One Wei Zhi passage (tr. Tsunoda 1951:14) records that in 238 CE the Queen of Wa sent officials with tribute to the Wei emperor Cao Rui, who reciprocated with lavish gifts including a gold seal with the official title "Queen of Wa Friendly to Wei".

Another passage relates Wa tattooing with legendary King Shao Kang of the Xia dynasty.
Men great and small, all tattoo their faces and decorate their bodies with designs. From olden times envoys who visited the Chinese Court called themselves "grandees" [大夫]. A son of the ruler Shao-k'ang of Hsia, when he was enfeoffed as lord of K'uai-chi, cut his hair and decorated his body with designs in order to avoid the attack of serpents and dragons. The Wa, who are fond of diving into the water to get fish and shells, also decorated their bodies in order to keep away large fish and waterfowl. Later, the designs became merely ornamental. (tr. Tsunoda 1951:10)
"Grandees" translates Chinese dàfū 大夫 (lit. "great man") "senior official; statesman" (cf. modern dàifu 大夫 "physician; doctor"), which mistranslates Japanese imperial taifu 大夫 "5th-rank courtier; head of administrative department; grand tutor" (the Nihongi records that the envoy Imoko was a taifu).

A second Wei history, the ca. 239–265 CE Weilüe 魏略 "Brief account of the Wei dynasty" is no longer extant, but some sections (including descriptions of the Roman Empire) are quoted in the 429 CE San Guo Zhi commentary by Pei Songzhi 裴松之. He quotes the Weilüe that "Wō people call themselves posterity of Tàibó" (倭人自謂太伯之後). Taibo was the uncle of King Wen of Zhou, who ceded the throne to his nephew and founded the ancient state of Wu (585–473 BCE). The Records of the Grand Historian has a section titled 吳太伯世家 "Wu Taibo's Noble Family", and his shrine is located in present-day Wuxi. Researchers have noted cultural similarities between the ancient Wu state and Wō Japan including ritual tooth-pulling, back child carriers, and tattooing (represented with red paint on Japanese Haniwa statues).

Hou Han Shu 
The ca. 432 CE Hou Han Shu 後漢書 "Book of Later/Eastern Han" covers the Later Han dynasty (25–220 CE) period, but was not compiled until two centuries later. The Wōrén 倭人 "Japanese" are included under the 東夷伝 "Encounters with Eastern Barbarians" section.
The Wa dwell on mountainous islands southeast of Tai-fang in the middle of the ocean, forming more than one hundred communities [倭人在帯方東南大海之中依山爲國邑舊百餘國]. From the time of the overthrow of Chao-hsien [northern Korea] by Emperor Wu (B.C. 140-87), nearly thirty of these communities have held intercourse with the Han [dynasty] court by envoys or scribes.
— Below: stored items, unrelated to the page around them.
PR #703, opened 2017-02-15
Fix potential crash in app lock

mikeger:
- ZMUserSession.shared can be nil, we seen the crash like that


daehn:
There also is a way to enqueue blocks to be performed after the `ZMUserSession` has been initialised.

mikeger:
@daehn good point, also what bugs me is that AppLockViewController does not really need the user session. I guess it would be cool to rethink `SettingsPropertyFactory` in the way that it only needs the arguments it is going to use.

mikeger:
@daehn updated

PR #704, opened 2017-02-15
Inverse images order in fullscreen images view

mikeger:
When the swiping view is opened from the conversation the images order must be inverted to match the logical images stream direction (top-down to left-right).

### DIFF
--- a/Wire-iOS/Sources/UserInterface/Collections/ConversationImagesViewController.swift
+++ b/Wire-iOS/Sources/UserInterface/Collections/ConversationImagesViewController.swift
@@ -37,12 +37,15 @@ internal final class ConversationImagesViewController: UIViewController {
     internal var buttonsBar: InputBarButtonsView!
     internal let overlay = FeedbackOverlayView()
     internal let separator = UIView()
-
+    
+    internal let inverse: Bool
+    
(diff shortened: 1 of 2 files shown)


typfel:
I don't get it. Do I need to swipe to the left after this PR?

mikeger:
@typfel when you are looking on the collection view, the images are going from the top to the bottom, and when you are looking on the conversation then they are going from the bottom to the top. Now when you open last image you would need to swipe left to reveal pre-last one.

daehn:
So when opened from the conversation swiping from left to right will reveal the previous image, whereas when opened from collections swiping from right to left will reveal the previous (in regards to the timestamp) image if I understand correctly?

mikeger:
@daehn correct

typfel:
Is that easier to understand?

mikeger:
@typfel it is more natural I guess, Marke requested the change.

daehn:
To me it makes sense from a users perspective, when the view containing multiple elements is newest at the top, then the detail should be horizontally newest at the most left (and vice versa when the order is inversed).

mikeger:
I think you expect that the previous message is to the left.

PR #709, opened 2017-02-16
Add :+1: , :-1: and :tada: to the autocorrect

mat1th:
@daehn @mikeger  This is a new pull request with only my name as pull request. So the auto CLAassistant accepts it.  The old one was #686;


jenskasemets:
Hi @mat1th, really big thank you for your effort to create a pull request. Sadly we will not merge in your pull request now. Reason for that is that we want all our platforms to be in sync feature and functionality-wise — it's not always possible because of platform specifics (e.g. Force touch on newer iPhones, no touchscreen on desktop etc.), but what comes content rendering (aka. user generated content), it should be always similar no matter on which device or screen you look on it. 
Currently emoticons ("autocorrect") are not supported on our desktop clients because of some technical limitations/complexity. Until this issue is not solved, we don't want to make any changes to this part of the code on other platforms, to diverge it even more.

We will keep your request in mind and once we have clarity on the next steps, we for sure will come back to this change. Thank you again.

mat1th:
Okay, good to know for the next time. 👍

PR #716, opened 2017-02-16
Display popup in case of AVS I/O error on internal builds

marcoconti83:
Display popup in case of AVS I/O error on internal builds. We want to monitor how often this happens on internal builds

### DIFF
--- a/Wire-iOS/Sources/Analytics/AnalyticsVoiceChannelTracker.m
+++ b/Wire-iOS/Sources/Analytics/AnalyticsVoiceChannelTracker.m
@@ -20,6 +20,7 @@
 #import "AnalyticsVoiceChannelTracker.h"
 #import "Analytics.h"
 #import "zmessaging+iOS.h"
+#import "DeveloperMenuState.h"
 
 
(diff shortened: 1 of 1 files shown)


Wire-iOS/Sources/Analytics/AnalyticsVoiceChannelTracker.m
```diff
@@ -83,6 +84,14 @@ - (void)callCenterDidFailToJoinVoiceChannelWithError:(NSError *)error conversati
 
 - (void)callCenterDidEndCallWithReason:(VoiceChannelV2CallEndReason)reason conversation:(ZMConversation *)conversation callingProtocol:(enum CallingProtocol)callingProtocol
 {
+    if (reason == VoiceChannelV2CallEndReasonInputOutputError && [DeveloperMenuState developerMenuEnabled]) {
```
jenskasemets: Does this mean it's only caught for v2 calls?

typfel: No, this error is actually only reported for v3 calls by AVS.

PR #717, opened 2017-02-16
Fix conversation list visible in conversation (voiceover)

mikeger:
# Issue

We where not hiding the conv list view when the conversation was open, therefore drawing the voiceover quite useless.

- Also removed "expanded" mode for left view controller when it used to occupy the whole viewport, for example in self profile;


Wire-iOS/Sources/UserInterface/Components/Controllers/SplitViewController.m
```diff
@@ -350,34 +346,11 @@ - (NSArray *)constraintsInactiveForCurrentLayout
         [constraints addObjectsFromArray:@[self.pinLeftViewOffsetConstraint, self.sideBySideConstraint]];
     }
     
-    if (self.leftViewControllerExpanded) {
-        [constraints addObjectsFromArray:@[self.leftViewWidthConstraint]];
-    } else {
-        [constraints addObjectsFromArray:@[self.expandLeftViewConstraint]];
-    }
+    [constraints addObjectsFromArray:@[self.expandLeftViewConstraint]];
```
daehn: Do we still need this constraint at all?

mikeger:
@daehn you are right, please check again.

PR #718, opened 2017-02-17
Search UI improvements

mikeger:
- Updated icons in search UI
- Fixed black status bar on black theme
- Hide placeholder when the input is selected		
- Fixed accessiblity labels not visible		
- Fix for random black window bug


typfel:
@mikeger snapshots doesn't need to be updated?

mikeger:
@typfel checked, the button with this icon is not visible per default

PR #1202, opened 2017-08-25
Reduce audio message size

johnxnguyen:
## Problem
Audio messages are being recorded at a relatively high sample rate (44.1khz, the same used for CDs) with a variable bit rate that averages around 200kbps. This leads to large file sizes and impacts upload/download performance.

## Solution
Lowering the sample rate to only 32khz generates files with an average bitrate of 47kbps, effectively reducing the file size to a quarter of the original, while at the same time maintaining acceptable audio quality for voice recorded messages.


Wire-iOS/Sources/AppRootViewController.swift
```diff
@@ -54,7 +54,7 @@ class AppRootViewController : UIViewController {
         
         let isCallkitEnabled = !Settings.shared().disableCallKit
         var isCallkitSupported = false
-        if #available(iOS 10, *), TARGET_OS_SIMULATOR != 0 {
```
mikeger: Not sure if this should be removed, I think the simulator does not support the CallKit.

mikeger:
@johnxnguyen I am not sure,  I think the PR contains some unnecessary changes for AVS and SE versions, may be those can be separated into another PR for consistency.

Wire-iOS/Sources/AppRootViewController.swift
typfel: We need to find another way to detect. This compiled with an error against a device.

johnxnguyen:
@mikeger do you mean making a PR for only the component bumps?

Wire-iOS/Sources/AppRootViewController.swift
johnxnguyen: ok I'll take a look :)

mikeger: We can do `#if arch(i386) || arch(x86_64)`

Wire-iOS/Sources/AppStateController.swift
```diff
@@ -105,6 +105,10 @@ class AppStateController : NSObject {
 
 extension AppStateController : SessionManagerDelegate {
     
+    func sessionManagerWillSuspendSession() {
```
typfel: Don't don't know why this didn't conflict. But you should take the implementation from develop.

mikeger:
@johnxnguyen would be cool, just for the consistency, so later in the commit tree we would not have the commit to reduce the audio message size that also bumps the AVS and updates some internal behavior, certainly if AVS update is not necessary for the audio message size reduction,

johnxnguyen:
@mikeger yeah that makes sense, I just ran `carthage update` to get the new versions.

Wire-iOS/Sources/AppStateController.swift
```diff
@@ -77,7 +77,7 @@ class AppStateController : NSObject {
             return .blacklisted
         }
         
-        if (isSuspended) {
+        if isSuspended {
```
typfel: 🙌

Each community has its king, whose office is hereditary. The King of Great Wa resides in the country of Yamadai [邪馬台国]. (tr. Tsunoda 1951:1)
Comparing the opening descriptions of Wa in the Wei Zhi and Hou Han Shu clearly reveals that the latter is derivative. Their respective accounts of the dwarf, naked, and black-teethed peoples provide another example of copying.
Leaving the queen's land and crossing the sea to the east, after a voyage of one thousand li, the country of Kunu [狗奴國] is reached, the people of which are of the same race as that of the Wa. They are not the queen's subjects, however. Four thousand li away to the south of the queen's land, the dwarf's country [侏儒國] is reached; its inhabitants are three to four feet in height. After a year's voyage by ship to the southeast of the dwarf's country, one comes to the land of naked men and also to the country of black-teethed people [裸國黑齒國]; here our communication service ends. (tr. Tsunoda 1951:3) 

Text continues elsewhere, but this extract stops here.